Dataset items

PR #162, opened 2019-11-28
Populate the Category field of the Jira tickets

muffato:
Categories are mostly handled the same way as Components (multi-value fields, but using the `value` key in JSON rather than `name`).

HC and DC tickets are under _Bug::Internal_ and _Production::Tasks_.

Instead of defining the Category in every entry of our JSON config files (for the relco / production tickets), I've made `Utils::JIRA` automatically populate it from the Component, since in this case there is a a 1-to-1 mapping. Categories are automatically set _only_ if none is given, and it will only work for the components that can be mapped (relco and production).

### DIFF
--- a/modules/Bio/EnsEMBL/Compara/Utils/JIRA.pm
+++ b/modules/Bio/EnsEMBL/Compara/Utils/JIRA.pm
@@ -32,6 +32,10 @@ use Bio::EnsEMBL::Utils::Argument qw(rearrange);
 use Bio::EnsEMBL::Utils::IO qw (slurp);
 use Bio::EnsEMBL::Utils::Logger;
 
+# JIRA identifiers of the custom field used in Compara (ENSCOMPARASW)
+use constant DIVISION_CUSTOM_FIELD_ID => 'customfield_11130';
+use constant CATEGORY_CUSTOM_FIELD_ID => 'customfield_11333';
+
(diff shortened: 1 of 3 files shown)


modules/Bio/EnsEMBL/Compara/Utils/JIRA.pm
```diff
@@ -359,6 +377,24 @@ sub _json_to_jira {
...
+    if ($json_hash->{'category'}) {
+        push @{$jira_hash{CATEGORY_CUSTOM_FIELD_ID}}, { 'value' => $json_hash->{'category'} };
+    } elsif ($json_hash->{'categories'}) {
+        push @{$jira_hash{CATEGORY_CUSTOM_FIELD_ID}}, { 'value' => $_ } for @{$json_hash->{'categories'}};
+    }
+    if ($extra_categories) {
+        push @{$jira_hash{CATEGORY_CUSTOM_FIELD_ID}}, { 'value' => $_ } for @{$extra_categories};
+    }
+    unless (scalar(@{$jira_hash{CATEGORY_CUSTOM_FIELD_ID}})) {
+        # Fallback to automatically setting the categories from the component names
```
JAlvarezJarreta:
```suggestion
        # Fallback to automatically set the categories from the component names
```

→ **Required work**
What you give back should be only the lines of the records above, starting at the line with "--- a/modules/Bio/EnsEMBL/Compara/Utils/JIRA.pm" and ending at the line with "DIVISION_CUSTOM_FIELD_ID => 'customfield_11130';", restated word for word.

→ **Exercise result**
--- a/modules/Bio/EnsEMBL/Compara/Utils/JIRA.pm
+++ b/modules/Bio/EnsEMBL/Compara/Utils/JIRA.pm
@@ -32,6 +32,10 @@ use Bio::EnsEMBL::Utils::Argument qw(rearrange);
 use Bio::EnsEMBL::Utils::IO qw (slurp);
 use Bio::EnsEMBL::Utils::Logger;
 
+# JIRA identifiers of the custom field used in Compara (ENSCOMPARASW)
+use constant DIVISION_CUSTOM_FIELD_ID => 'customfield_11130';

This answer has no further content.